It is next contended that the court erred in refusing to hold as law appellant's propositions that appellee could not compel it to build, construct, or maintain a crossing over its tracks, or keep gates or flagmen at said crossing, and that it had a right to compensation for doing these things. This same contention was raised by the appellant in Chicago & N. W. Ry. Co. v. City of Chicago, 140 III. 309, 29 N. E. 1109, and after full consideration of the authorities it was not sustained. See, also, Lake Shore & M. S. Ry. Co. v. City of Chicago, 148 Ill. 509, 37 N. E. 88; Chicago, B. & Q. R. Co. v. Same, 149 Ill. 457, 37 N. E. 78; Chicago & A. R. Co. v. City of Pontiac, supra.

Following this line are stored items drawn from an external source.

PR #205, opened 2020-05-30
Pick Up Item When On Top On Spawn

m4rtint:
Put whatever is on OnTriggerEnter is also in OnTriggerStay


m4rtint:
[Can't get power up as it spawns](https://trello.com/c/5aR1oidP/589-cant-get-power-up-as-it-spawns)

PR #207, opened 2020-05-31
Quick Bug Fixes

m4rtint:
- Floor height decrease so players don't float
- Gravity Well set to 7 seconds
- Prettify the sea wall


mikeslgoh:
[No Name Island: Players floating above ground](https://trello.com/c/w032sixH/594-no-name-island-players-floating-above-ground)

mikeslgoh:
[Gravity Well does not disappear](https://trello.com/c/u4cQoqrp/595-gravity-well-does-not-disappear)

PR #211, opened 2020-06-01
Options Panel - Slider Handle and Titles updated

jclyn-t:
Slider handle bug resolved (will not stretch into oval/stays circular). Titles also moved slightly to the left to visually make room for the handles.


mikeslgoh:
Comments from Martin:
I strongly recommend, deleting this branch and checking what we already have.
Then edit according to what she thinks is neccassary.

PR #212, opened 2020-06-01
Feature/scriptable fx

DJSteins:
Makes scriptable objects for sound effects that are then attached to the audio manager


Assets/_PartyParkade/Script/Data/SoundEffects.cs
```diff
@@ -64,6 +19,7 @@ public enum AUDIOGROUPS
         BGM,
         SwitchPlayers,
         OilSpill,
-        GravityWell
+        GravityWell,
+        Hjonk
```
m4rtint, line 23: ?lol

PR #214, opened 2020-06-02
Updated Hats

m4rtint:


m4rtint:
[No crown and wizard hat icon](https://trello.com/c/2YQ3G2na/574-no-crown-and-wizard-hat-icon)

PR #219, opened 2020-06-03
Fix/bg music

DJSteins:
Trying to fix corrupt audio files


mikeslgoh:
[(0.5) Refine background music](https://trello.com/c/nAZj68ID/606-05-refine-background-music)

PR #224, opened 2020-06-04
Bugfix/Null BG Music

DJSteins:
Needed to rename the BackGroundMusic script to BackgroundMusic and then add the script reference back to the scriptable object.


DJSteins:
> Is renaming it just just a qol?

@m4rtint no the file name was different from the class name. Pretty sure they have to be the same.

It is further contended that the damages allowed were inadequate. By the testimony of appellant's own witnesses it was shown that the cost of extending the platforms, removing the oil house, and moving a frog which would have to be moved, would not exceed $215. The court awarded $238 damages. The evidence as to the damages sustained by the company by reason of the inconvenience and increased difficulty of hand

ling its trains and business on account of the opening of the street was conflicting. No more men would be required, and its business would suffer no loss. No damages could be allowed appellant on account of being compelled to render obedience to police regulations to secure the common welfare. See cases above cited. The court, sitting as a jury, heard the evidence, saw the witnesses, and weighed their conflicting statements, and the amount allowed is not palpably against the weight of the evidence. No error appearing, the judgment must be affirmed.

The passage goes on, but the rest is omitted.